L’abénakis, l’anishinabe, l’atikamekw, l’eeyou-ayimuwinh, l’innu, l’inuktitut, le kanien’kéha, le mi’kmaw, le naskapi et le wolastoqey* font maintenant partie des Albums plurilingues ÉLODiL, présentés lors de cette journée tenue le 13 juin 2026 (*Aucune personne traductrice n’a pu être trouvée pour le wendat).
Marquée par la sensibilité et l’humilité, cette journée a rassemblé enseignant·es, conseillères et conseillers pédagogiques ainsi que bibliothécaires scolaires, des personnes désireuses de réfléchir à l’intégration respectueuse de la littérature jeunesse portant des perspectives autochtones dans leur enseignement, en écho au programme provisoire Français, langue d’enseignement. Soutenue par la Direction des ressources didactiques et des bibliothèques scolaires (MEQ), elle a permis de lancer le dossier Découvrir les langues, nations et communautés autochtones. »

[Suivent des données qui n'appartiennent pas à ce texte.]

PR #293, opened 2022-07-19
Implement missing functionality for `PeerDb`

altonen:
Previously there was an awkward split between `PeerManager` and `PeerDb` as the implementation for the latter was mostly missing but it was heading towards the right direction so implementing, e.g., peer info logging for banned peers would've resulted in an ugly and temporary hack. This PR implements the needed functionality to make both `PeerManager` and `PeerDb` deal with tasks that they're supposed to be concerned with.

### DIFF
--- a/p2p/Cargo.toml
+++ b/p2p/Cargo.toml
@@ -6,13 +6,13 @@ license = "MIT"
 
 [dependencies]
 async-trait = "0.1"
+either = "1.7"
 futures = "0.3"
 itertools = "0.10"
 parity-scale-codec = "3.1"
 sscanf = "0.2"
 thiserror = "1.0"
 void = "1.0"
-serde = { version = "1", features = ["derive"] }
 
 # local dependencies
 common = { path = "../common/" }
@@ -31,6 +31,10 @@ features = ["macros"]
 version = "0.45"
 default-features = false
 features = ["gossipsub", "identify", "mdns", "mplex", "noise", "ping", "request-response", "tcp-async-io"]
+
+[dependencies.serde]
+version = "1"
+features = ["derive"]
 
 [dependencies.tokio]
 version = "1"
--- a/p2p/src/swarm/mod.rs
+++ b/p2p/src/swarm/mod.rs
@@ -181,7 +181,7 @@ where
         info: net::types::PeerInfo<T>,
     ) -> crate::Result<()> {
         let peer_id = info.peer_id;
-        log::debug!("peer {} connected, address {}, {}", peer_id, address, info);
+        log::debug!("peer {peer_id} connected, address {address}, {info}");
 
         ensure!(
             info.magic_bytes == *self.chain_config.magic_bytes(),
@@ -227,7 +227,7 @@ where
         address: T::Address,
         info: net::types::PeerInfo<T>,
     ) -> crate::Result<()> {
-        log::debug!("validate inbound connection, inbound address {}", address);
+        log::debug!("validate inbound connection, inbound address {address}");
 
         ensure!(
             !self.peerdb.is_active_peer(&info.peer_id),
@@ -260,7 +260,7 @@ where
     /// or by the [`PeerManager::heartbeat()`] function which has decided to cull
     /// this connection in favor of another potential connection.
     async fn close_connection(&mut self, peer_id: T::PeerId) -> crate::Result<()> {
-        log::debug!("connection closed for peer {}", peer_id);
+        log::debug!("connection closed for peer {peer_id}");
 
         self.tx_sync.send(event::SyncControlEvent::Disconnected(peer_id)).await?;
         self.peerdb.peer_disconnected(&peer_id);
@@ -273,7 +273,7 @@ where
     /// which makes the `PeerDb` mark is banned and prevents any further connections with the peer
     /// and also bans the peer in the networking backend.
     async fn adjust_peer_score(&mut self, peer_id: T::PeerId, score: u32) -> crate::Result<()> {
-        log::debug!("adjusting score for peer {}, adjustment {}", peer_id, score);
+        log::debug!("adjusting score for peer {peer_id}, adjustment {score}");
 
         if self.peerdb.adjust_peer_score(&peer_id, score) {
             return self.handle.ban_peer(peer_id).await;
@@ -350,7 +350,7 @@ where
         );
 
         for _ in 0..npeers {
-            if let Some(addr) = self.peerdb.best_peer_addr()? {
+            if let Some(addr) = self.peerdb.take_best_peer_addr()? {
                 match self.connect(addr.clone()).await {
                     Ok(_) => {
                         self.pending.insert(addr, None);
@@ -392,10 +392,10 @@ where
                 result
             }
             Err(err) => {
-                log::warn!("non-fatal error occurred: {}", err);
+                log::warn!("non-fatal error occurred: {err}");
 
                 if let Some(peer_id) = peer_id {
-                    log::info!("adjust peer score for peer {}, reason {}", peer_id, err);
+                    log::info!("adjust peer score for peer {peer_id}, reason {err}");
                     return self.adjust_peer_score(peer_id, err.ban_score()).await;
                 }
 
@@ -423,10 +423,7 @@ where
             tokio::select! {
                 event = self.rx_swarm.recv().fuse() => match event.ok_or(P2pError::ChannelClosed)? {
                     event::SwarmEvent::Connect(addr, response) => {
-                        log::debug!(
-                            "try to establish outbound connection to peer at address {:?}",
-                            addr
-                        );
+                        log::debug!("try to establish outbound connection to peer at address {addr}");
 
                         let res = self.connect(addr.clone()).await.map(|_| {
                             self.pending.insert(addr.clone(), Some(response));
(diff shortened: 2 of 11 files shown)


p2p/src/swarm/peerdb.rs
```diff
@@ -30,86 +30,119 @@
...
-        // TODO: improve peer selection
-        let key = match self.discovered.keys().next() {
-            Some(key) => *key,
-            None => return None,
-        };
+    /// Get the number of active peers
+    pub fn active_peer_count(&self) -> usize {
+        self.peers
+            .len()
+            .saturating_sub(self.pending.len())
```
TheQuantumPhysicist, line 113: I'm a big opponent of using saturating sub. It basically hides bugs. Is there a way we can do this in a better, consistent way that reveals errors?

p2p/src/swarm/peerdb.rs
```diff
@@ -122,25 +155,64 @@ impl<T: NetworkingService> PeerDb<T> {
...
+    }
 
-        for info in peers.iter() {
-            // TODO: update peer stats
-            if self.peers.contains_key(&info.id) {
-                continue;
-            }
+    /// Get socket address of the next best peer (TODO: in terms of peer score)
+    // TODO: rewrite all of this
+    pub fn best_peer_addr(&mut self) -> crate::Result<Option<T::Address>> {
```
TheQuantumPhysicist, line 165: Shouldn't this function be called "take_..."? Usually we use "take" or "pop" for things that erase from the container and return the result.

p2p/src/swarm/peerdb.rs
```diff
@@ -122,25 +155,64 @@ impl<T: NetworkingService> PeerDb<T> {
...
+                Ok(Some(addr))
+            }),
+            None => Err(P2pError::DatabaseFailure),
+        }
+    }
 
-                    ip4.extend(info.ip4.clone());
-                    ip6.extend(info.ip6.clone());
+    /// Discover new peer addresses
+    pub fn discover_peers(&mut self, peers: &[types::AddrInfo<T>]) {
```
TheQuantumPhysicist, line 191: I think this function can be broken down to become more meaningful. Usually functions that take lists and loop over their whole operation can be reduced to functions that take individual elements, which then you use with a map. As I see from the implementation, there's no relation between any of the peers. Maybe it's better to make this function `fn discover_peer(&mut self, peer: types::AddrInfo<T>) -> Result<()>`. Then, if you wish, you can use a helper function, though I'd prefer to see the caller just use a map or for_each with all the peers.

p2p/src/swarm/peerdb.rs
```diff
@@ -30,86 +30,119 @@
...
 
-                if ip6.is_empty() {
-                    ip4.iter().next().expect("ip4 empty").clone()
-                } else {
-                    ip6.iter().next().expect("ip6 empty").clone()
-                }
-            }
-        };
+    /// Get mutable reference to the peer store
+    pub fn peers(&mut self) -> &mut HashMap<T::PeerId, Peer<T>> {
```
TheQuantumPhysicist, line 129: Why do all these functions have to be mutable like this? This is quite dangerous... the struct should manage what access rules are allowed.

p2p/src/swarm/peerdb.rs
iljakuklic: I believe this `saturating_sub` is basically equivalent to `max(0, peers_len - pending_len)`, but without conversion and underflow issues, it's a well defined operation. In fact, there is a lint in clippy that suggests `saturating_sub` as a better behaved alternative to the `max` expression above.

TheQuantumPhysicist: If it's being as an alternative to max, I get it. That's OK. But I think in many cases developers use it just to get rid of underflow/overflow errors and its handling, which might lead to inconsistencies.

iljakuklic: To be more specific, I'm fine with strongly discouraging `T::saturating_add` and  `S::saturating_sub`, where `T` is any integer type and `S` is a signed integer type. I'd like to keep `U::saturating_sub` for unsigned types `U`, which is basically [monus](https://en.wikipedia.org/wiki/Monus).

p2p/src/swarm/peerdb.rs
iljakuklic: Agreed with @TheQuantumPhysicist. If you really want a mutable reference, I'd prefer the method to be called `peers_mut` so it's more more clear what's going on in use sites.

altonen: I can probably get rid of these

TheQuantumPhysicist: Even `peers_mut` is so invasive. IMHO, I think the right way is to get use getters/setters that limit that possible changes to this struct so that invariants can remain correct.

p2p/src/swarm/peerdb.rs
TheQuantumPhysicist: Guys, I'm still having trouble understanding this. Help me understand what's going on.

If the number of planets in the solar system is 8, and we want to know the number of non-red and non-blue planets in the system, we do `total_planet_count - total_red - total_blue`, so `8 - 1 - 1` which yields `6` (assuming earth is blue and mars is red). Good. Now, how does it help to make it `total_planet_count.saturating_sub(total_red).saturating_sub(total_blue)`? Yes, if all the inputs are correct, then this will still yield seven. But if you miscounted something (broke the invariants of your system), then the true result can be 5, or 3, or 0... but then you'll never catch anything less than zero (an underflow) because it's a saturating sub. Meaning, a bug will always give you wrong results.

How does using `max(0, total_planet_count - total_red)` help in this case, based on Lukas's assumption that this is what we're doing?

altonen: The most robust way to calculate number of active peers is to iterate over the collection and count the number of active peers.

TheQuantumPhysicist: I think I'm not making my point clear. I'll try again. Let's consider the equation (and please tell me if the equation is incorrect):

`all_peers = active + banned + available + pending`.

And if I understand correctly, all those types are orthogonal. Meaning, a peer can be only one of these at a time. Right?

In your variables that represents that model, you don't have active, and if I understand correctly, active is basically:

`active = all_peers - banned - available - pending`,

which is what you're doing in this subtraction chain. Am I getting this right? If yes, then this equation is an invariant. There's absolutely no way this will change unless something is broken. IF something is broken, then using saturating_sub will only cause hiding bugs.

The only way saturating_sub is acceptable is if those types aren't orthogonal.

altonen: I don't mind changing it to `expect()` and removing `saturating_sub()`

TheQuantumPhysicist: If my understanding is correct, then using expect is the right way to go. What do you think @iljakuklic ?

p2p/src/swarm/tests/peerdb.rs
```diff
@@ -0,0 +1,559 @@
...
+    // lower threshold, ban for more minor offense
+    {
+        let mut config = config::P2pConfig::new();
+        config.ban_threshold = 20;
+        let mut peerdb = PeerDb::<Libp2pService>::new(Arc::new(config));
+
+        let id = add_active_peer(&mut peerdb);
+        assert!(peerdb.adjust_peer_score(&id, 30));
+        assert!(peerdb.banned().contains(&id));
+    }
```
iljakuklic, line 169: I'd like to see these test cases each having its own test function. Makes it easier to see which fails and re-run them on individual basis. I appreciate coming up with names is annoying but you already have comments there to take inspiration from.

p2p/Cargo.toml
```diff
@@ -32,6 +32,10 @@ version = "0.45"
 default-features = false
 features = ["gossipsub", "identify", "mdns", "mplex", "noise", "ping", "request-response", "tcp-async-io"]
 
+[dependencies.serde]
```
stanislav-tkach, line 35: Just curious: do we have some agreement on the format of dependencies? I have seen one line form in other crates even  if both the version and the features are specified.

p2p/src/swarm/mod.rs
```diff
@@ -177,8 +175,13 @@ where
...
     /// by the node as result of swarm maintenance.
-    async fn accept_connection(&mut self, info: net::types::PeerInfo<T>) -> crate::Result<()> {
-        log::debug!("{}", info);
+    async fn accept_connection(
+        &mut self,
+        address: T::Address,
+        info: net::types::PeerInfo<T>,
+    ) -> crate::Result<()> {
+        let peer_id = info.peer_id;
+        log::debug!("peer {} connected, address {}, {}", peer_id, address, info);
```
stanislav-tkach, line 184:
```suggestion
        log::debug!("peer {peer_id} connected, address {address}, {info}");
```
Nitpick: you don't like captured identifiers? 🙃

stanislav-tkach (approved):

p2p/src/swarm/mod.rs
altonen: I'll update it, thanks!

p2p/Cargo.toml
altonen: I don't think we have any agreements but I've used the multi-line format in P2P when the dependency has more than one item because I find the curly bracket syntax harder to read and maintain.

p2p/src/swarm/peerdb.rs
```diff
@@ -30,86 +30,126 @@
...
-        let peer_info = self.discovered.remove(&key).expect("peer to exist");
-        let addr = match peer_info {
-            PeerAddrInfo::Raw { ref ip4, ref ip6 } => {
-                assert!(!(ip4.is_empty() && ip6.is_empty()));
+    pub fn active_peers(&self) -> Vec<(&T::PeerId, &PeerContext<T>)> {
+        self.peers
+            .iter()
+            .filter_map(|(id, info)| match info {
+                Peer::Active(inner) => Some((id, inner)),
+                _ => None,
```
TheQuantumPhysicist, line 130: Please, no wild-card in matches, no matter what.

TheQuantumPhysicist (approved):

« En tant que chercheuses allochtones sensibilisées aux enjeux de diversité linguistique, sans être expertes des langues autochtones, nous avons conçu ce dossier afin de contribuer à la visibilité de la diversité et de la vitalité de ces langues, ainsi qu’aux réalités qui les traversent. Ces ressources rendent les langues autochtones visibles et audibles, mais invitent surtout à poursuivre l’exploration d’œuvres portées par des personnes créatrices autochtones, comme l’ont notamment permis les conférences offertes lors de la journée. » — Catherine Gosselin-Lavoie et Françoise Armand.
Merci aux conférencières de la journée
- Mélissa Mollen Dupuis, autrice, réalisatrice, animatrice et militante pour les droits autochtones.

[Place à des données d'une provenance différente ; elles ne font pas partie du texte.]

PR #297, opened 2022-07-21
Get rid of all thread-related testing in time

TheQuantumPhysicist:
Given that rust tests run in parallel, testing time with a global state in multiple threads is basically undefined behavior. No more multi-threading.

### DIFF
--- a/Cargo.lock
+++ b/Cargo.lock
@@ -681,6 +681,7 @@ dependencies = [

- Françoise Armand et Catherine Gosselin-Lavoie, professeures à la Faculté des sciences de l'éducation de l'UdeM.
- Sophie Poisson Bispo et Marie-France Grégoire, Télé-Québec.
- Amel Boudina, Biblius.
- Kara Edward, doctorante à l'Université de Sherbrooke.
- Liza McLaughlin, consultante en apprentissage avec le territoire.
Merci également à ContinuUM pour le soutien à l’organisation de la journée et à son bon déroulement, ainsi qu’aux personnes bénévoles étudiantes de l’UdeM, Agnès Chapillon et Zein Alabideen-Kassem, ainsi qu’à Laure Chapillon et Isabelle Anne Beck.
Un évènement ancré dans l'actualité éducative
Alors que le futur programme de français au primaire accordera une place accrue aux textes issus des cultures des Premières Nations et des Inuit, cette rencontre a offert aux participant·es l’occasion de découvrir des ressources inédites et des approches pédagogiques concrètes, tout en amorçant une réflexion sur la place de la littérature jeunesse dans la valorisation des langues autochtones et le rapprochement entre les peuples.
Une vidéo pédagogique sera prochainement accessible sur le site ÉLODiL ainsi que des formations en lien avec les activités du dossier pédagogique.